Although the study demonstrates the success of such incentive-based weight loss programs, the participants were not followed long enough to show whether such programs have long-term success.

"A key challenge in weight loss interventions is to both attain initial weight loss and to maintain that weight loss over periods of 12 months or more," the researchers said. "Further testing of longer term use of these incentives is needed to determine whether longer use would lead to sustained weight loss."

Still, many diet experts say that they encourage the use of incentives for weight loss to their patients.

"I use this philosophy when patients tell me that there is no way that they can possibly lose a lot of weight -- and I make the point to them that it all depends on what the incentive is," said Dr. Carl Lavie, medical director of cardiac rehabilitation and prevention at Ochsner University's Heart and Vascular Institute in New Orleans. "Let's say a man is 250 pounds and his ideal weight is 180, and he does not think that he can even lose 10 pounds, much less 30 or 40. I make the point of asking him if someone offered you $10 million if you lost 40 pounds in so many months, do you think you could do it -- they all say 'absolutely.'"

But many diet experts remain wary of the long-term success of such incentive-based approaches to weight loss.

"The problem with the reward approach is once the money was not available, the incentive is lost and weight is quickly regained," said Dr. Jana Klauer, a private practice physician specialist in nutrition and metabolism and author of "How the Rich Get Thin."
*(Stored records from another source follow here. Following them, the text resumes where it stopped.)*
PR #5534, opened 2022-05-09
Add code generator for Settings.

prideout:
This adds a C++ code generator, implemented in Go. For now this only
generates the JSON reader / writer code.

This PR also prepares `Options.h` (the ground truth) by simplifying its
syntax just a bit. The ground truth file must have very simple C++
syntax, which is described in the README:

https://github.com/google/filament/blob/pr/codegen2/tools/codegen-options/README.md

"The idea is really no different from that of losing weight for a special occasion and then regaining after the event has passed."
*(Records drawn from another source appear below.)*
PR #5535, opened 2022-05-10
Fix texture coordinate calculations in post-process materials

pixelflinger:
The most important change here is that we no longer apply the
backend (e.g. Metal/Vulkan) UV transformation before calling the
user's vertex shader. This is an API change for post-process materials
(but they're not public).
Now the user is responsible for using uvToRenderTargetUV() in their
shaders (either in the fragment or vertex as appropriate).

This makes it easier to handle offsets/transforms with all APIs.

Conceptually, the only thing that is needed is to call 
uvToRenderTargetUV() just before making a texture call.

This fixes a couple of issues:
- some image shifting in metal/vk
- flare in metal/vk was upside down

We also simplify the DoF code quite a bit now that we can rely on the
rendertargets begin multiple of 16.

We also "fix" SSAO that was working by accident on  metal/vk. The UV
correction was applied 3 times 2 of which were canceling each other.

### DIFF
--- a/filament/src/materials/dof/dofDownsample.mat
+++ b/filament/src/materials/dof/dofDownsample.mat
@@ -20,8 +20,8 @@ material {
             name : cocClamp
         },
         {
-            type : float4,
-            name : uvscale,
+            type : float2,
+            name : texelSize,
             precision: high
         }
     ],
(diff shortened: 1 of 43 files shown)


filament/src/materials/dof/dofDownsample.mat
```diff
@@ -50,7 +50,21 @@ vertex {
...
+        // It works to fix-up the UV *before* applying the offsets because materialParams.texelSize
+        // corresponds to one texel.
+        // on GL:           v0 = v - 0.5 * texel                                                (1)
+        //                  v1 = v - 0.5 * texel + 1 * texel
+        //                     = v + 0.5 * texel                                                (2)
+        // on MTL/VK:       v0 = 1 - ((1 - v) - 0.5 * texel)
+        //                     = v + 0.5 * texel                                                (3)
+        //                  v1 = 1 - ((1 - v) - 0.5 * texel + 1 * texel)
+        //                     = v - 0.5 * texel                                                (4)
+        // Because the all the operations on the 4 texels in the fragment shader don't depend on
```
bejado, line 62: Can you elaborate on this? It seems that `outColor` depends on `w` which depends on `hdr`, which depends on the ordering of the texels in `s00`, `s01`, etc.

bejado (approved):
LGTM just one question

filament/src/materials/dof/dofDownsample.mat
pixelflinger: Thank you for checking this -- I checked again and I think it is good.

So I think it works because the ordering of `s00`, etc... matches the ordering of `d[]` so, in turn, `c` follows the ordering of `d[]` and then `w` does too.

I don't think `hdr` "depends on hdr, which depends on the ordering of the texels in s00, s01, etc.". i.e. `hdr[0]` always depend on `s01`.


Another way to think of it is that we're "replacing" 4 texels by a single one. And those 4 texels are all interchangeable, meaning they don't depend on their neighbor. The downsampling uses the `CoC`, but it too is fetched in the same order (`d[]`).

What do you think?

bejado: Okay yeah, that makes sense. I think I interpreted your comment meaning `s00` might refer to a different texel depending on which backend was used. But after examining it again, I don't think that's the case, correct?

pixelflinger: No that's the case! Depending on the backend `s01` and `s00` are swapped and `s11` and `s10` are swapped. But I claim that it doesn't change the final result because `d[]` is swapped in the same way. And `hdr` only works on a single value (it does the max(r,g,b)).

bejado: 👍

And although the most recent study on incentive-based weight loss programs bolstered the success of using financial rewards for meeting weight loss goals, it also showed that the effectiveness of this technique began to wane in time.

"While this intervention worked, the benefit was fast disappearing at the seven-month mark," said Dr. David Katz, director of medical studies in public health at the Yale University School of Medicine in New Haven, Conn. "That is about the same success seen with almost any fad diet."

So while experts believe that an incentive-based weight loss program is often successful in helping someone to jump-start weight loss, most agreed that the weight loss achieved through such a program cannot be sustained without finding a deeper motivation for weight loss that goes beyond the financial reward at the end of one program.

"If we are going to achieve lasting change in health behavior, we need to help people to internalize the sense of responsibility to self and self-care and to value their own well-being," said Martin Binks, director of behavioral health and research director at the Duke Diet and Fitness Center. "This speaks to the necessity of treating the whole person."

In Velarde's case, finding the larger goal beyond simply winning the lottery at the end of her weight loss challenge is what allowed her to keep the weight off for the last year and a half.

"My son was my biggest motivator," Velarde said. "He was in wrestling in school, so watching him eat healthy and exercise every day was what motivated me to eat healthy and exercise. I wanted to keep up with him, and, I thought, 'if he can be motivated, then I can, too.'"

"It's definitely a lifestyle change," she said, "as opposed to a quick-fix diet or an incentive diet."